All ten of these misconceptions seem black and white.

I don't like the idea that I have to go somewhere to take the test, and that there is no chance a facilitator of the real test didn't put it online. Also is there no chance one of the online tests might be more accurate?

8# is another one I disagree with fully.


----------



## hasenj (Sep 23, 2010)

I don't agree with #4

Why is it unethical to select people for your company? It's not like you have a duty to provide jobs to the population. It's a matter of give and take: I give you money and you give me your skills.

Of course your selection process may be stupid, but that doesn't make it unethical.


----------



## Kristina (Oct 25, 2010)

I think we can change our personality traits in time. For me, I was an ENFJ when younger, but am a strong INFJ now. I think the reason is that when we are younger we- do, say, act- according to our parents beleifs, and as we get older we evolve into our own unique identity. I know that my children beleive what I beleive because they have not developed independent and introspective thinking yet. I also know that my older children acted a certain way when they were younger(ways that I agreed with) and as they got older they changed to suit themselves more-so for this reason I would say that we do change over time-especially once we evolve and discover who we are. I think some traits are inborn, but others can evolve. I used to react to the world without thinking when I was younger and now I contemplate things more and respond more from my beleifs rather than reacting. I hope this helps-it is just my view on the issue.


----------



## Plaxico (Dec 11, 2010)

Oh, great, now i have to pay to get my MBTI result? i'm pretty tightfisted when it comes to paying for things like this. i was initially reluctant to view this thread figuring something like this would come up and change how i feel about MBTI. I wouldn't be surprised if it were more accurate because i've gotten different results with the tests i've taken. Sigh, i guess nothing's really free and anything good you've got to pay for :frustrating:


----------



## Xaleph (Dec 30, 2010)

Plaxico said:


> Oh, great, now i have to pay to get my MBTI result? i'm pretty tightfisted when it comes to paying for things like this. i was initially reluctant to view this thread figuring something like this would come up and change how i feel about MBTI. I wouldn't be surprised if it were more accurate because i've gotten different results with the tests i've taken. Sigh, i guess nothing's really free and anything good you've got to pay for :frustrating:


You don't "Have" to do anything - especially pay for a test. With that said, you really do sound like an ISTJ.


----------



## Jade velly (Jan 15, 2011)

I believe so, or they weren't honest with themselves one of the times. But that's why you hear of "some people change" I think.

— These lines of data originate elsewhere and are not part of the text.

PR #34, opened 2019-07-17
Add v1 message wrapper

cammellos:
Adds the message wrapper from https://github.com/status-im/status-protocol-go/pull/19

I have also restructured `x8` as `Message` is only one type of messages exchanged by the app, there`s more that needs describing: `PairInstallation`, `SyncInstallation`, `ContactRequest`, `ContactUpdate` and a few more.

### DIFF
--- a/x8.md
+++ b/x8.md
@@ -8,27 +8,30 @@ created: 2019-04-22
 updated:
 ---
 
-- [Payload](#Payload)
+- [Wrapper](#Wrapper)
 - [Encoding](#Encoding)
-- [Content types](#Content-types)
-- [Message types](#Message-types)
-- [Clock vs Timestamp and message ordering](#Clock-vs-Timestamp-and-message-ordering)
-- [Replies](#Replies)
 - [Upgradability](#Upgradability)
 
 This specification describes how the payload of each message in the Status Protocol looks like. It does not care how the payload is encrypted or exchanged later.
 
 The payload must be flexible enough to support messenging but also cases described in [Status Whitepaper](https://status.im/whitepaper.pdf) as well as various clients created using vastly different technologies.
 
-# Payload
+# Wrapper
 
-Payload is a struct (a compound data type) with the following fields (order is importent):
-1. text `string`
-2. content type `enum` (more in [Content types](#content-types))
-3. message type `enum` (more in [Message types](#message-types))
-4. clock `int64`
-5. timestamp `int64`
-6. content `struct { chat-id string, text string }`
+Payloads are wrapped in a [protobuf record](https://developers.google.com/protocol-buffers/)
+record:
+
+```
+    message StatusProtocolMessage {
+      bytes signature = 1;
+      bytes payload = 2;
+    }
+```
+
+Where `signature` is the bytes of the signed `SHA3-256` of the payload, signed with
+the key of the author of the message.
+The signature is needed to validate authorship of the message, so that the message can be relayed to third parties.
+If a signature is not present but an author is provided by a layer below, the message is to be relayed to third parties and it's considered plausibly deniable.
 
 # Encoding
 
@@ -46,7 +49,32 @@ As you can see, the message is an array and each index value has its meaning:
 
 For more details regarding serialization and deserialization please consult [transit format](https://github.com/cognitect/transit-format) specification.
 
-# Content types
+# Message types
+
+- [Message](##Message)
+
+## Message
+
+The type `Message` represents a text message exchanged between clients.
+
+- [Payload](###Payload)
+- [Content types](###Content-types)
+- [Message types](###Message-types)
+- [Clock vs Timestamp and message ordering](###Clock-vs-Timestamp-and-message-ordering)
+- [Replies](###Replies)
+
+### Payload
+
+Payload is a struct (a compound data type) with the following fields (order is importent):
+1. text `string`
+2. content type `enum` (more in [Content types](#content-types))
+3. message type `enum` (more in [Message types](#message-types))
+4. clock `int64`
+5. timestamp `int64`
+6. content `struct { chat-id string, text string }`
+
+
+### Content types
 
 Content types are required for a proper interpretation of incoming messaages. Not each message is a plain text but may carry a different information.
 
@@ -60,7 +88,7 @@ There are also other content types that MAY be implemented by the client:
 * `command-request` TODO
 * `emoji` TODO
 
-# Message types
+### Message types
 
 Message types are required to decide how a particular message is encrypted (more in [Whisper > Message encryption](#message-encryption)) and what metadata needs to be attacjed (more in [Whisper > Topic](#topic)) when passing a message to the transport layer.
 
@@ -69,7 +97,7 @@ The following messages types MUST be supported:
 * `user-message` is a private message
 * `group-user-message` is a message to the private group.
 
-# Clock vs Timestamp and message ordering
+### Clock vs Timestamp and message ordering
 
 `timestamp` MUST be Unix time calculated when the message is created. Because the peers in the Whisper network should have synchronized time, `timestamp` values should be fairly accurate among all Whisper network participants.
 
@@ -77,7 +105,7 @@ The following messages types MUST be supported:
 
 `clock` value is used for the message ordering. Due to the used algorithm and distributed nature of the system, we achieve casual ordering which might produce counterintuitive results in some edge cases. For example, when one joins a public chat and sends a message before receiving the exist messages, their message `clock` value might be lower and the message will end up in the past when the historical messages are fetched.
 
-# Replies
+### Replies
 
 TODO
 


adambabik (approved):

adambabik:
Oh, can we add these not-yet-described messages into the spec as well with `TODO` annotations? Alternatively, we can create an issue.

x8.md
```diff
@@ -46,7 +47,32 @@ As you can see, the message is an array and each index value has its meaning:
...
+
+- [Payload](###Payload)
+- [Content types](###Content-types)
+- [Message types](###Message-types)
+- [Clock vs Timestamp and message ordering](###Clock-vs-Timestamp-and-message-ordering)
+- [Replies](###Replies)
+
+### Payload
+
+Payload is a struct (a compound data type) with the following fields (order is importent):
```
oskarth, line 68: typo: important

To clarify, this order ensures the hash is deterministic per client implementation above?

oskarth (approved):
perfect, one typo and question

x8.md
cammellos: no,  the hash is deterministic based of sha3 256, 
but the encoding is not.

This means that two different clients, encoding exactly the same message might result in different ids. That's because of protobuf non deterministic encoding (most of the time it is though , there s more on github discussion for protobuf).

In our case this is not a problem, as the hash is always calculated over the encoded version, and no client should decode/re-encode if it needs to propagate/resend, but should always use the unmodified received payload

decanus: @cammellos, that seems like an accident waiting to happen. I’d rather we pack fields separately so we always have the same hash and don’t hash the encoded message.

cammellos: what do you mean exactly by "packing fields separately" ?

oskarth (commented):
(pending approval after hash field order discussion)

x8.md
decanus: HASH(protofield1, ...); otherwise someone will fuck up. Someone always does.

oskarth: > This means that two different clients, encoding exactly the same message might result in different ids. That's because of protobuf non deterministic encoding (most of the time it is though , there s more on github discussion for protobuf).

I might be misjudging the problem, but I believe `**HASH("MESSAGE_ID", group_id, timestamp, body);**` from https://github.com/status-im/bigbrother-specs/blob/master/data_sync/mvds.md would be an example of that. Even though it is still using protobuf

oskarth (commented):
(silly github review interface)

x8.md
oskarth: I wonder how this would make sense for signatures over arbitrary data though, do we have any other example protocols to look at here?

Also cc @arnetheduck

cammellos: not sure you guys have got this right

oskarth: > Those unable to decrypt the message data are also unable to access the signature. The signature, if provided, is the ECDSA signature of the Keccak-256 hash of the unencrypted data using the secret key of the originator identity. The signature is serialised as the concatenation of the R, S and V parameters of the SECP-256k1 ECDSA signature, in that order. R and S are both big-endian encoded, fixed-width 256-bit unsigned. V is an 8-bit big-endian encoded, non-normalised and should be either 27 or 28.

From http://eips.ethereum.org/EIPS/eip-627

Seems to indicate field order of underlying data hash is calculated over is important, whereas above seems to indicate it is indeterministic.

As said above, could very well misunderstand something but it seems worthwhile to clarify at least

cammellos: signature should be over encoded data.

Otherwise it makes the protocol non upgradable as you can't add fields, as other clients will not parse that field, and won't use it in the signature.

that s a disaster that will happen.

oskarth what you are suggesting is no different from what i proposed, only we don't have a timestamp, messageid, groupid.


moreover the same problem that you are concerned about happen with that datasync code.

other protocols also calculate signatures over the encoded data for the same reasons (whisper, briar etc)

oskarth: > Those unable to decrypt the message data are also unable to access the signature. The signature, if provided, is the ECDSA signature of the Keccak-256 hash of the unencrypted data using the secret key of the originator identity. The signature is serialised as the concatenation of the R, S and V parameters of the SECP-256k1 ECDSA signature, in that order. R and S are both big-endian encoded, fixed-width 256-bit unsigned. V is an 8-bit big-endian encoded, non-normalised and should be either 27 or 28.

From http://eips.ethereum.org/EIPS/eip-627, where the data appears to be deterministic (encrypted version of envelopes, which are RLP encoded and afaik deterministic).

As said above, could very well misunderstand something but it seems worthwhile to clarify at least

oskarth: > signature should be over encoded data.
>
> Otherwise it makes the protocol non upgradable as you can't add fields, as other clients will not parse that field, and won't use it in the signature.

That's a fair point. I personally find it difficult to evaluate what the consequences are of not being able to get the same signature for the same data, but it could be that this is not something to worry about.

> moreover the same problem that you are concerned about happen with that datasync code.

Why? in MVDS spec it's over some bytes. If clients mess with order of those that's a different question, no?

oskarth: > no client should decode/re-encode if it needs to propagate/resend, but should always use the unmodified received payload

Isn't this adding assumptions on keeping certain payloads around? It at least seems like a trade-off to me, perhaps it's well established what the better solution is (don't care about order in encoding and sign the blob)

cammellos: Ok,
not sure what you are arguing for:

1) In the proposal Hash(protobuf encoded payload)
2) Suggested by dean Hash(Text, ClockValue)

The first is non deterministic because of protobuf, meaning if you encode the same content twice you may get a different hash. Can you make an example of where this is actually going to be a  problem? Just to understand what is the actual concern. The datasync example you sent is exactly this, but we only have a field here (as a matter of fact we should include the pk of the sender when calculating the messageID but that's another story).

The second is not even worth discussing, as any extra field will break the scheme, and works well only when you have a very well defined set of fields (whisper for example R,S, V , which won't change), but notice that it won't decode the data

We can argue that we should not be using protobuf because of this, but everyone seemed to be onboard and we all knew it was not deterministic.

Is any other proposal worth considering?

cammellos: > Isn't this adding assumptions on keeping certain payloads around? It at least seems like a trade-off to me, perhaps it's well established what the better solution is 

You can't decode/encode as fields that you don't know (say a field from a more recent version), will be silently discarded in most implementation, as can't be read.

That means that decoding is **lossy** so re-encoding is not an option.

oskarth: Not arguing for anything specific right now, just trying to explore the problem/solution space. I don't know. By default I do think your proposal is correct, but it still seems worth understanding and elaborating on the consequences a bit more.

I don't think being generally OK with protobuf as encoding necessarily means always using indeterministic ordering. In MVDS, you can see that the fields being hashed are individual protobuf fields, which means determinism is introduced. What's in the body is outside of the scope of that layer.

Do we have to rush this change? I'd like to hear Jacek's POV on this.

oskarth:
@cammellos how does validation of signature work? Also did you consider using a MAC?

x8.md
cammellos: > Why? in MVDS spec it's over some bytes. If clients mess with order of those that's a different question, no?

This is the same, the signature is over some bytes, not a specific format. Is on whatever the application layer passes. We could use transit, protobuf or anything, and this code will not change. At the moment we don't even use protobuf, we actually use transit, so it is deterministic. But it should not be a concern here, as the signature code does not have any understanding of what is the content of the data.

> In MVDS, you can see that the fields being hashed are individual protobuf fields, which means determinism is introduced.

This is exactly the same. It's a wrapper, it's not the **application layer** (otherwise it would not be a wrapper). It does not care what the application layer sends. There's no ordering here as there's only **1** field. Namely the payload. So with that respect is deterministic. 


The consequences I indicated is only if we use protobuf for encoding the messages, which currently we don't, we use transit, which afaik is deterministic.

oskarth: Good points, agree. It's probably due to the proximity of the wrapper and application layer that I personally mixed the two

cammellos:
@oskarth https://github.com/ethereum/go-ethereum/blob/d1aa605f1e8639769cdd75bcec3064c29a62b34a/crypto/secp256k1/secp256.go#L93
is the standard secp256 recovery from a signature and a signed payload.

> Also did you consider using a MAC?

We can't use macs, it only works if there's a shared secret, and this should apply for public messages as well, where we don't know how the recipient is.

1-to-1 messages can optionally be non-signed, as discussed in the discuss post. In that case we could use the MAC from the double ratchet, and those messages will be pd and can't be relayed.

oskarth:
Another thing: it might be useful to state more explicitly why we are introducing a signature, and what security goals this provides. As an example (https://crypto.stackexchange.com/questions/5646/what-are-the-differences-between-a-digital-signature-a-mac-and-a-hash), something like:

- integrity/authentication/non-repudiation
- which kind of keys it works for (vs e.g. Whisper underlying layer supporting both types)

As well a sentence or so on verification and requirements for it (keeping payload around)

What do you think?

cammellos:
makes sense, i will add that

oskarth:
> > Another thing: it might be useful to state more explicitly why we are introducing a signature, and what security goals this provides. As an example (https://crypto.stackexchange.com/questions/5646/what-are-the-differences-between-a-digital-signature-a-mac-and-a-hash), something like:
> 
> >     integrity/authentication/non-repudiation
> >     which kind of keys it works for (vs e.g. Whisper underlying layer supporting both types)
> > 
> > As well a sentence or so on verification and requirements for it (keeping payload around)
> > 
> > What do you think?
> > 
> 

> makes sense, i will add that


If we do this I'd be happy with this, @decanus?

cammellos:
@oskarth done, merging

IDK, my guy friend was doing a paper on it, and says if you throw yourself in a different situation for an "x" amount of time, your mind will learn to cope with your surrounding environment, thus enabling you to think different, which makes the way you are different.


----------



## dealuna (Jan 27, 2011)

hasenj said:


> I don't agree with #4
> 
> Why is it unethical to select people for your company? It's not like you have a duty to provide jobs to the population. It's a matter of give and take: I give you money and you give me your skills.
> 
> Of course your selection process may be stupid, but that doesn't make it unethical.



I agree with this. There's a reason for the term "best-fit". If HR is hiring staff for sales, it would be prudent for the company to hire those who are E. What's the use of knowing yourself and others better if it has no pragmatic benefits? Hiring an I for intense people-engaging positions could work, but possibly at the expense of the employee, which in turn may lead to job unsatisfaction, lower productivity, and shorter stay at the company after the company has spent resources on training the employee.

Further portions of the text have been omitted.